Chirp excitation for natural frequency optical coherence elastography

• Published in: Biomedical optics express Vol. 15; no. 10; p. 5856
• Main Authors: Song, Chengjin, He, Weichao, Song, Pengfei, Feng, Jinping, Huang, Yanping, Xu, Jingjiang, An, Lin, Qin, Jia, Gao, Kai, Twa, Michael D., Lan, Gongpu
• Format: Journal Article
• Language: English
• Published: 01.10.2024
• ISSN: 2156-7085; 2156-7085
• DOI: 10.1364/BOE.536685

Optical coherence elastography (OCE) has recently been used to characterize the natural frequencies of delicate tissues (e.g., the in vivo human cornea) with sub-micron tissue oscillation magnitudes. Here, we investigate broadband spectrum sample stimulation using a contact-based piezoelectric transducer (PZT) chirp excitation and compare its performance with a non-contact, air-pulse excitation for OCE measurements on 1.0-7.5% agar phantoms and an ex vivo porcine cornea under intraocular pressures (IOPs) of 5-40 mmHg.

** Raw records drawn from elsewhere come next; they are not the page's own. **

PR #355, opened 2021-12-16
feat(auth): Add OAuth logout

jan-law:
Related https://github.com/cryostatio/cryostat/issues/717

In order to log out of the OAuth server, the frontend needs to make a POST request to the OAuth server's `/logout` endpoint, which removes the session cookie stored in the OAuth server. The backend will delete the access token and return the `/logout` url. Note that deleting the access token without removing the session cookie will cause the OAuth server to immediately login a user after logging out.

[OpenShift OAuth logout docs](https://docs.openshift.com/container-platform/4.9/authentication/managing-oauth-access-tokens.html#oauth-delete-tokens_managing-oauth-access-tokens)
[OpenShift OAuth endpoint for deleting access tokens](https://docs.openshift.com/container-platform/4.9/rest_api/oauth_apis/oauthaccesstoken-oauth-openshift-io-v1.html#oauthaccesstoken-oauth-openshift-io-v1)
[OpenShift console UI code explaining logout behaviour](https://github.com/openshift/console/blob/22c6951efe7c4bca87f3f934063b9f4dcb0a4058/frontend/public/module/auth.js#L90)

### DIFF
--- a/src/app/AppLayout/AppLayout.tsx
+++ b/src/app/AppLayout/AppLayout.tsx
@@ -79,8 +79,6 @@ const AppLayout: React.FunctionComponent<IAppLayout> = ({children}) => {
   const [notifications, setNotifications] = React.useState([] as Notification[]);
   const [unreadNotificationsCount, setUnreadNotificationsCount] = React.useState(0);
   const [errorNotificationsCount, setErrorNotificationsCount] = React.useState(0);
-  const [token, setToken] = React.useState("");
-  const [authMethod, setAuthMethod] = React.useState("");
   const location = useLocation();
 
   React.useEffect(() => {
@@ -161,18 +159,8 @@ const AppLayout: React.FunctionComponent<IAppLayout> = ({children}) => {
   }, [serviceContext.target]);
 
   const handleLogout = React.useCallback(() => {
-      const sub = serviceContext.login.setLoggedOut(token, authMethod).subscribe();
+      const sub = serviceContext.login.setLoggedOut().subscribe();
       return () => sub.unsubscribe();
-  }, [serviceContext.login, token, authMethod]);
-
-  React.useEffect(() => {
-    combineLatest([serviceContext.login.getToken(), serviceContext.login.getAuthMethod()]).subscribe(
-    parts => {
-      const token = parts[0];
-      const method = parts[1];
-      setToken(token);
-      setAuthMethod(method);
-    });
   }, [serviceContext.login]);
 
   const handleUserInfoToggle = React.useCallback(() =>
--- a/src/app/AppLayout/AppLayout.tsx
+++ b/src/app/AppLayout/AppLayout.tsx
@@ -53,6 +53,7 @@ import { SslErrorModal } from './SslErrorModal';
 import { AboutCryostatModal } from '@app/About/AboutCryostatModal';
 import cryostatLogoHorizontal from '@app/assets/logo-cryostat-3-horizontal.svg';
 import { SessionState } from '@app/Shared/Services/Login.service';
+import { combineLatest } from 'rxjs';
 
 interface IAppLayout {
   children: React.ReactNode;
@@ -78,6 +79,8 @@ const AppLayout: React.FunctionComponent<IAppLayout> = ({children}) => {
   const [notifications, setNotifications] = React.useState([] as Notification[]);
   const [unreadNotificationsCount, setUnreadNotificationsCount] = React.useState(0);
   const [errorNotificationsCount, setErrorNotificationsCount] = React.useState(0);
+  const [token, setToken] = React.useState("");
+  const [authMethod, setAuthMethod] = React.useState("");
   const location = useLocation();
 
   React.useEffect(() => {
@@ -157,9 +160,20 @@ const AppLayout: React.FunctionComponent<IAppLayout> = ({children}) => {
     return () => sub.unsubscribe();
   }, [serviceContext.target]);
 
-  const handleLogout = React.useCallback(() =>
-    serviceContext.login.setLoggedOut(),
-    [serviceContext.login]);
+  const handleLogout = React.useCallback(() => {
+      const sub = serviceContext.login.setLoggedOut(token, authMethod).subscribe();
+      return () => sub.unsubscribe();
+  }, [serviceContext.login, token, authMethod]);
+
+  React.useEffect(() => {
+    combineLatest([serviceContext.login.getToken(), serviceContext.login.getAuthMethod()]).subscribe(
+    parts => {
+      const token = parts[0];
+      const method = parts[1];
+      setToken(token);
+      setAuthMethod(method);
+    });
+  }, [serviceContext.login]);
 
   const handleUserInfoToggle = React.useCallback(() =>
     setShowUserInfoDropdown(v => !v),
--- a/src/app/Shared/Services/Login.service.tsx
+++ b/src/app/Shared/Services/Login.service.tsx
@@ -36,13 +36,12 @@
  * SOFTWARE.
  */
 import { Base64 } from 'js-base64';
-import { combineLatest, from, Observable, ObservableInput, of, ReplaySubject } from 'rxjs';
+import { combineLatest, Observable, ObservableInput, of, ReplaySubject } from 'rxjs';
 import { fromFetch } from 'rxjs/fetch';
-import { catchError, concatMap, debounceTime, distinctUntilChanged, first, map, switchMap, tap } from 'rxjs/operators';
+import { catchError, concatMap, debounceTime, distinctUntilChanged, first, map, tap } from 'rxjs/operators';
 import { SettingsService } from './Settings.service';
-import { ApiV2Response } from './Api.service';
+import { ApiV2Response, HttpError } from './Api.service';
 import { TargetService } from './Target.service';
-import { delay } from 'lodash';
 
 export enum SessionState {
   NO_USER_SESSION,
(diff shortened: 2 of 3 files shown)


src/app/AppLayout/AppLayout.tsx
```diff
@@ -157,9 +160,20 @@ const AppLayout: React.FunctionComponent<IAppLayout> = ({children}) => {
     return () => sub.unsubscribe();
   }, [serviceContext.target]);
 
-  const handleLogout = React.useCallback(() =>
-    serviceContext.login.setLoggedOut(),
-    [serviceContext.login]);
+  const handleLogout = React.useCallback(() => {
+      const sub = serviceContext.login.setLoggedOut(token, authMethod).subscribe();
```
andrewazores, line 164: The `Login.service` already knows the `token` and `authMethod`, doesn't it? So the `setLoggedOut()` call could/should just use those already-known details, and the `AppLayout` component wouldn't need to hold these new pieces of state.

src/app/Shared/Services/Login.service.tsx
```diff
@@ -188,23 +187,66 @@ export class LoginService {
...
+        credentials: 'include',
+        mode: 'no-cors',
+        method: 'POST',
+        body: null,
+        headers: this.getAuthHeaders(token, method),
+      }).pipe(
+          map(response => {
+            this.resetSessionState();
+            this.navigateToLoginPage();
+            return true;
```
andrewazores, line 230: Should this be mapping `response => true` or perhaps `response => response.ok`?

The `resetSessionState()` and `navigaeToLoginPage()` calls would fit better stylistically in a `tap` than a `map`. Perhaps the `tap` should be after the map to boolean or even after the `catchError`, and these actions only performed if the request succeeded?

src/app/Shared/Services/Login.service.tsx
```diff
@@ -36,12 +36,13 @@
...
 import { Base64 } from 'js-base64';
-import { combineLatest, Observable, ObservableInput, of, ReplaySubject, throwError } from 'rxjs';
+import { combineLatest, from, Observable, ObservableInput, of, ReplaySubject } from 'rxjs';
 import { fromFetch } from 'rxjs/fetch';
-import { catchError, concatMap, debounceTime, distinctUntilChanged, first, map, tap } from 'rxjs/operators';
+import { catchError, concatMap, debounceTime, distinctUntilChanged, first, map, switchMap, tap } from 'rxjs/operators';
 import { SettingsService } from './Settings.service';
 import { ApiV2Response } from './Api.service';
 import { TargetService } from './Target.service';
+import { delay } from 'lodash';
```
andrewazores, line 45: This looks unused

src/app/Shared/Services/Login.service.tsx
```diff
@@ -36,12 +36,13 @@
  * SOFTWARE.
  */
 import { Base64 } from 'js-base64';
-import { combineLatest, Observable, ObservableInput, of, ReplaySubject, throwError } from 'rxjs';
+import { combineLatest, from, Observable, ObservableInput, of, ReplaySubject } from 'rxjs';
 import { fromFetch } from 'rxjs/fetch';
-import { catchError, concatMap, debounceTime, distinctUntilChanged, first, map, tap } from 'rxjs/operators';
+import { catchError, concatMap, debounceTime, distinctUntilChanged, first, map, switchMap, tap } from 'rxjs/operators';
```
andrewazores, line 41: `switchMap` also looks unused

src/app/Shared/Services/Login.service.tsx
jan-law: Since I realized `mode: no-cors` prevents the frontend from accessing the response data, I found some docs explaining how to use CORS with the OpenShift server. `config.openshift.io` lets you edit the spec `additionalCORSAllowedOrigins` ([APIServer docs](https://docs.openshift.com/container-platform/4.8/rest_api/config_apis/apiserver-config-openshift-io-v1.html)). 

When I tried editing the APIServer config manually ([OCP docs](https://access.redhat.com/documentation/en-us/openshift_container_platform/4.4/html/security/allowing-javascript-based-access-api-server)), I can access the 200 `response.ok` status, but the `kube:admin` session cookie is still stored on the OAuth server. Pressing logout right now immediately logs you back in with a new token, regardless of whether I send `headers: this.getAuthHeaders(...)` with my request.

```
$ oc edit apiserver.config.openshift.io cluster

apiVersion: config.openshift.io/v1
kind: APIServer
metadata:
  annotations:
    include.release.openshift.io/ibm-cloud-managed: "true"
    include.release.openshift.io/self-managed-high-availability: "true"
    include.release.openshift.io/single-node-developer: "true"
    oauth-apiserver.openshift.io/secure-token-storage: "true"
    release.openshift.io/create-only: "true"
  creationTimestamp: "2021-12-17T21:24:58Z"
  generation: 4
  name: cluster
  resourceVersion: "1147467"
  uid: a6c97a3c-d651-48a8-80b0-3d10cfb58ef3
spec:
  additionalCORSAllowedOrigins:
  - cryostat-sample-default\.apps\.jalaw0\.lab\.upshift\.rdu2\.redhat\.com
  audit:
    profile: Default
```

src/app/Shared/Services/Login.service.tsx
```diff
@@ -188,23 +188,64 @@ export class LoginService {
...
+          mode: 'cors',
+          method: 'POST',
+          body: null,
+          headers: this.getAuthHeaders(token, method),
+        });
+      }),
+      concatMap(
+        response => {
+          if(response.status === 302) {
+            const redirectUrl = response.headers.get('X-Location') || '';
```
andrewazores, line 209: What actually happens here if the headers didn't contain the expected `X-Location`? This defaults to an empty string, and then we try a `fromFetch` on that, which will presumably fail. Would it be better to fail more explicitly by throwing an error if the expected header isn't present?

src/app/Shared/Services/Login.service.tsx
```diff
@@ -188,23 +188,64 @@ export class LoginService {
...
+            });
+          } else {
+            return of(response);
+          }
+        }),
+      concatMap(
+        response => {
+          if(response.ok) {
+            this.resetSessionState();
+            this.navigateToLoginPage();
```
andrewazores, line 223: I would still like to see these two calls pulled out into a `tap()`

src/app/Shared/Services/Login.service.tsx
```diff
@@ -188,23 +188,64 @@ export class LoginService {
...
+         }
+          return of(response.ok);
```
andrewazores, line 225: If this was just `return response.ok` then this could be wrapped in a `map` instead of a `concatMap` I think. Just a little simpler and less wrapping/unwrapping.

src/app/Shared/Services/Login.service.tsx
```diff
@@ -188,23 +188,64 @@ export class LoginService {
...
+        });
+      }),
+      concatMap(
+        response => {
+          if(response.status === 302) {
+            const redirectUrl = response.headers.get('X-Location') || '';
+            return fromFetch(redirectUrl, {
+              mode: 'cors',
+              method: 'POST',
+              body: null,
```
jan-law, line 216: My last commit doesn't seem to remove the kube:admin session cookie from the OAuth server because I'm granted a new token immediately after logging out. The same behaviour occurs whether or not I add `headers: this.getAuthHeaders()` in my request. Any ideas?

andrewazores: Was that working previously in this patch set? If so, perhaps you can do a `git bisect` to narrow down which specific change may have broken it.

jan-law: Hmm, [`913a065`](https://github.com/cryostatio/cryostat-web/pull/355/commits/913a065d4bac323ff63518caa2e5888ee95fbaa9) is the first broken commit. In this commit, I piped the `combineLatest` token and method into `setLoggedOut()`, changed `switchMap` to `concatMap`, and removed the auth headers from the redirect url post request. I tried reverting each of these changes individually and the behaviour is still broken. Does anything else look suspicious to you?

andrewazores: Strange. What if you check out/build `913a065` and manually test the workflow with your browser's devtools network traffic monitoring tools open? This should show you exactly what requests are made to Cryostat and to OAuth and what parameters and headers were sent, and what the responses were. Once you know what that flow looks like you can check out the previous commit and run the same test again and compare the traffic traces.

It's the `POST` to the Cryostat backend that is meant to delete that `kube:admin` token, right?

jan-law: > It's the POST to the Cryostat backend that is meant to delete that kube:admin token, right?

Yes, that's correct. I'll let you know what I find from the traffic traces soon

jan-law: It turns out that a cookie (presumably the session cookie?) gets sent with the /logout request in the working commit using `credentials: 'include'`. I had removed `credentials: 'include'` in the broken commit because I didn't think I needed to send any additional information. I'll add that line back in

src/app/Shared/Services/Login.service.tsx
```diff
@@ -85,7 +85,7 @@ export class LoginService {
       });
   }
 
-  checkAuth(token: string, method: string, rememberMe = false): Observable<boolean> {
+  checkAuth(token: string, method: string, rememberMe = true): Observable<boolean> {
```
jan-law, line 88: Even with this change, refreshing the frontend generates an additional access token every time. The network tab shows an additional auth query somewhere that sends an empty token, which prompts the backend to send the login redirect url. I'll keep looking into this.

jan-law: Should be fixed now

andrewazores:
If I log in to my CRC `developer` account without granting it its required permissions, I get this:

image

The error messages appearing due to the failed requests (stemming from permissions denied) are expected. But, I don't have a user menu here and no obvious way to log out from this under-permissioned account.

jan-law:
I've added an empty state component that will only appear when an account doesn't have the required permissions. "Retry Login" should take you to the OpenShift Container Platform login page.
image

andrewazores (approved):
This is excellent, thank you and very well done.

The 3-ms duration air-pulse generated a ∼0–840 Hz excitation spectrum, effectively quantifying the first-order natural frequencies in softer samples (e.g., 1.0%–4.0% agar: 239–782 Hz, 198 Hz/%; porcine cornea: 68–414 Hz, 18 Hz/mmHg, IOP: 5–25 mmHg), but displayed limitations in measuring natural frequencies for stiffer samples (e.g., 4.5%–7.5% agar, porcine cornea: IOP ≥ 30 mmHg) or higher order natural frequency components. In contrast, the chirp excitation produced a much wider spectrum (e.g., 0–5000 Hz), enabling the quantification of both first-order natural frequencies (1.0%–7.5% agar: 253–1429 Hz, 181 Hz/%; porcine cornea: 76–1240 Hz, 32 Hz/mmHg, IOP: 5–40 mmHg) and higher order natural frequencies. A modified Bland-Altman analysis (mean versus relative difference in natural frequency) showed a bias of 20.4%, attributed to the additional mass and frequency introduced by the contact nature of the PZT probe. These findings, especially the advantages and limitations of both excitation methods, can be utilized to validate the potential application of natural frequency OCE, paving the way for the ongoing development of biomechanical characterization methods utilizing sub-micron tissue oscillation features.